Tempest stated that the results of the ongoing REDEEM-1 study are consistent with prior clinical results from the 24-patient Phase 1/2 IIT. In the IIT, among 19 evaluable patients with measurable disease at baseline, the ORR was 100% (19/19), with a CR rate of 89.5% (17/19). At the highest dose level, CR was achieved in all five patients (100%).

The IIT also demonstrated durable disease control, with a median progression-free survival (PFS) of 23.1 months across all patients and 23.1 months in patients with extramedullary disease (EMD). All five evaluable patients remained minimal residual disease (MRD)-negative at month 12, according to the company.

Patients with EMD are often associated with worse outcomes and shorter disease control in rrMM. Tempest believes these findings support continued evaluation of TPST-2003 for its potential to deliver both deep and durable responses in advanced disease.
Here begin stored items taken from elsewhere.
PR #340, opened 2016-09-30
Add Compound Parameters

### LINKED ISSUE #110: proper arrays

BrianHicks:
See examples for more.

Fixes #110

### DIFF
--- a/docs_source/content/params-and-templates.md
+++ b/docs_source/content/params-and-templates.md
@@ -75,7 +75,7 @@ resource to the named parameter.
 {{< note title="Backwards arguments?" >}}
 Some of the utility functions (like `split` and `join`) seem to have their
 arguments backwards. This is to allow you to pipe values to them. For example,
-joining a list on strings is `{{paramList "x" | join "\n"}}`
+joining a list of strings is `{{paramList "x" | join "\n"}}`
 {{< /note >}}
 
 - **split** splits a string (second argument) at the instances of another string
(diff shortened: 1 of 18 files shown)


BrianHicks:
@stevendborrelli that TODO codeclimate is complaining about is the one that it'd be really helpful if you'd fill in

docs_source/content/params-and-templates.md
```diff
@@ -0,0 +1,87 @@
...
+
+- **env** retrieves an item (named by the first argument) from an environment
+  variable
+
+### Utility
+
+{{< note title="Backwards arguments?" >}}
+Some of the utility functions (like `split` and `join`) seem to have their
+arguments backwards. This is to allow you to pipe values to them. For example,
+joining a list on strings is `{{paramList "x" | join "\n"}}`
```
ryane: "list of strings"?

BrianHicks: Oops! I've fixed this in the latest push.

docs_source/content/params-and-templates.md
```diff
@@ -0,0 +1,87 @@
...
+  variable
+
+### Utility
+
+{{< note title="Backwards arguments?" >}}
+Some of the utility functions (like `split` and `join`) seem to have their
+arguments backwards. This is to allow you to pipe values to them. For example,
+joining a list of strings is `{{paramList "x" | join "\n"}}`
+{{< /note >}}
+
```
BrianHicks: The answer before: join fails because it's the wrong type. But that's just silly, since we don't have any way to do type conversions. So now it'll just stringify any arguments passed to it. See https://github.com/asteris-llc/converge/pull/340/commits/7e65cc64984a596f0da6fab6ee304c5cdce89746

TPST-2003 incorporates a proprietary parallel dual-targeting CAR architecture designed by Tempest’s partner, Novatim Immune Therapeutics. This structure is intended to address tumor heterogeneity and antigen escape, mechanisms believed to contribute to disease progression following currently available therapies.

Tempest’s parallel CAR architecture is also being applied to other programs, including TPST-3003, an allogeneic CD19/BCMA dual-targeting CAR-T therapy under development for rrMM, and TPST-4003, an in vivo CD19/BCMA dual-targeting CAR-T therapy under development for systemic lupus erythematosus (SLE) and other immunology disorders. The company expects initial clinical data from both programs later this year.

Tempest plans to present the complete results from the ongoing Phase 1/2a REDEEM-1 study, as well as updated data from the Phase 1/2 IIT, in 2026. Based on data generated to date, the company intends to submit a U.S. Investigational New Drug (IND) application and, subject to clearance, initiate a U.S. registrational study of TPST-2003 in 2026.

According to the company, approved CAR-T therapies have demonstrated meaningful clinical benefit in patients with rrMM and represent an important treatment option in later lines of therapy. However, relapse remains common, and treatment can be associated with toxicity management challenges and manufacturing constraints.

Tempest’s approach with TPST-2003 is designed to address these limitations by targeting two antigens simultaneously—CD19 and BCMA—potentially reducing the risk of resistance mechanisms and improving treatment outcomes.